Roche's Research and Early Development organisations at Genentech (gRED) and Pharma (pRED) need to accelerate R&D by leveraging data and novel computational models. The new Computational Sciences Center of Excellence (CoE) aims to harness the transformative power of data and Artificial Intelligence (AI) to assist scientists in delivering more innovative and transformative medicines. The Analytics and Workflows group specifically needs to transform complex data into actionable insights for drug discovery and development, bridging the gap between data generation and biological interpretation.
Requirements
- expert knowledge of a modern bioinformatics workflow language (WDL, Nextflow, CWL or snakemake) and have deployed workflows in HPC or cloud environments
- expert in variant calling and variant interpretation from short and long reads using traditional and novel deep learning methods.

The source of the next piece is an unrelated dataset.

PR #149, opened 2023-06-13
Some programs, like Cambalache, require Broadway

sergio-costas:
I'm creating a snap for Cambalache, but it requires Broadway https://gitlab.gnome.org/jpu/cambalache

- successfully analyzed large cohorts using an automated workflow system and were involved in all aspects of the process from data acquisition, over workflow development to data processing and interpretation
- successfully delivered multiple software projects throughout the whole development cycle (planning, implementation, testing, release, maintenance) following modern software development practices
- strong experience in the use of a high-level, object oriented programming language such as Python, Go, R or Java and a strong understanding of Linux/Unix
- knowledge of best practices for software engineering including but not limited to IaC, CI/CD, and software containerization
- able to break down large problems into smaller software components and can develop them independently or as part of a large team
Responsibilities
- establish a suite of workflows and tools for the characterization of cell lines for our growing cell therapies portfolio
- evaluate, refine, and productionize genomic workflows and incorporate the results into our data platform
- make use of and are an expert in state of the art variant calling workflows and can interpret the results in a variety of biological contexts
- create automated reports and sophisticated data bases and tools allowing for deep analysis of cell lines
- confidently evaluate and combine open-source, commercial and in-house developed solutions
- collaborate with interdisciplinary teams of Software Engineers, Computational Biology and Data Scientists to develop scientific workflows and tools that make this data available to machines and humans using a variety of interfaces
- develop, deploy and optimize solutions on several levels of the software stack
Other
- You have a PhD in Software Engineering, Computer Science, Bioinformatics, or similar and 2 years of relevant experience in a clinical, academic or commercial setting. Alternatively, a Masters degree or equivalent and at least 5 years of relevant experience.
- You are comfortable working both independently and collaboratively, and with handling several concurrent, fast-paced projects.
- You are able to execute technical projects at global scale, across multiple teams and time zones.
- You have a strategic, analytical mindset and ability to innovate using technology to advance business goals.
- You have strong communication skills and can untangle and discuss complex technical tasks.